В Москве в эти десятилетия разгоралась борьба между двумя лагерями. Главный вдохновитель и идеолог одного из них уже известный нам Иосиф Волоцкий, сподвижник Геннадия Новгородского в жестоком преследовании и истреблении еретиков, настаивал на праве церкви и, в частности, монастырей, приобретать богатства, владеть землей и крепостными. Представители второго лагеря именовались «нестяжателями» в отличие от «иосифлян», которые получили название «стяжателей». Их взгляды отражал в своих выступлениях игумен Сорского скита за Волгой Нил Сорский, а после его смерти в 1508 г. — Вассиан Косой. Нестяжатели резко нападали на корыстолюбие церковной верхушки и объявили недопустимым для монастырей владение землей и крестьянами. Нестяжатели осуждали роскошную жизнь представителей высшего духовенства. Нил Сорский требовал, «чтобы у монастырей сел не было, жили бы черньцы по пу́стыням, а кормили бы ся рукоделием». Расходились иосифляне с нестяжателями и по вопросу об отношении к еретикам. Если Иосиф Волоцкий и его сторонники настаивали на самой жестокой расправе с еретиками, даже раскаявшимися, — призывали к казням и сожжению на костре, то Нил Сорский и «заволжские старцы» считали возможным более мягкое обращение с ними: «кающихся еретиков и свою ересь проклинающих церковь Божия приемлет простертыми дланьми». Естественно, что обе партии в подкрепление своих взглядов ссылались на Священное писание и творения «отцов церкви».
Максим Грек не преминул вмешаться в борьбу между этими двумя лагерями. Если в вопросе о преследовании еретиков он разделял взгляды иосифлян, требуя беспощадного искоренения ересей, то по вопросу о богатствах и земельных владениях монастырей решительно принял позицию нестяжателей, а Вассиаи Косой вскоре стал его ближайшим сподвижником и почитателем. Зато Максим восстановил против себя нового митрополита Даниила, возглавившего после смерти Иосифа Волоцкого партию иосифлян, и самого великого князя Василия, который также был на стороне этой партии.
В 1525 г. Василий III решил развестись со своей бездетной женой Соломонией, чтобы жениться вторым браком на Елене Глинской. Митрополит Даниил готов был дать князю официальное согласие на новый брак. Но когда Василий потребовал от Максима, чтобы тот написал каноническое мнение о возможности расторжения брака, тот решительно объявил князю, что правила святых отцов не разрешают развода по поводу бездетности жены. Брак Василия все же состоялся. После этого судьба Максима Грека была предрешена.

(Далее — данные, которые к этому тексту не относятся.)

PR #775, opened 2021-12-26
gtk: Rework AccessibleExtManual

jf2048:
Fixes a few issues:

- Dynamic typing with `ToValue` isn't necessary as the properties/relations/states all have fixed types.
- Using `ToValue` is not ideal because there's no way to see type errors besides checking for gtk criticals.
- Makes it possible to safely set relations of type ref list.
- Handles the weirdness where some states expect a gboolean that can be -1, or where enums need a value of `G_TYPE_INT`.

### DIFF
--- a/gtk4/src/accessible.rs
+++ b/gtk4/src/accessible.rs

В том же году митрополит Даниил созывает церковный собор для суда над Максимом Греком; в 1531 г. на новом соборе организует повторный суд. На обоих соборах Максиму предъявили самые серьезные обвинения: в «волховстве» — попытке околдовать великого князя, в шпионаже в пользу турецкого султана, в клевете на московских чудотворцев и митрополитов, но главное — в презрительных отзывах о русских «святых книгах» и внесении в них изменений, которые были расценены собором как «еретические и богохульные». Председательствовал на суде сам митрополит, а допрос вел по его указанию епископ Досифей. Сохранились так называемые «Судные списки», составленные, очевидно, на основании протоколов допроса обвиняемых на этом суде. Вот несколько выдержек из «Судного списка»: «И владыка Досифей спросил Максима: подали на тебя запись протопоп Афонасей, да протодиакон Иван Чюшка, поп Василий, что ты зде нашей земли Руской святых книг никаких не похвалишь, но паче укаряешь, а сказываешь, что здесь на Руси книг никаких нет, ни Евангелия, ни Псалтыри, ни правил, ни уставов, ни отеческих, ни пророческих. А се протопопы перед тобою. И Максим с протопопы с очей на очи стал препиратися».
Митрополит Даниил охарактеризовал Максима на соборе как «неведомого и незнаема человека, новопришедшего ис Турские земли, и книги переводиша, и писания составляюща хулная еретическая, и во многия люди и народы сеюща и распространяющая… еллинская учения и макидонская и нетленномнительная, и прочая пагубныя ереси».
Максима обвиняли в том, что он приказывал переписчикам «иное зачернить, а иное загладить» (то есть зачеркнуть или стереть) в рукописях священных книг, и сам делал то же даже в евангелии, объясняя это тем, что «того в греческих книгах нет»: «И владыка Досифей спросил Максима: Книги наши з греческих же книг перевожены и писаны, и ты их чернил и гладил, а сказываешь, что книги наши зде на Руси не прямы, и где в наших книгах было написано бесстрастно божество
, и ты то загладил, а вместо того написал нестрашно божество…».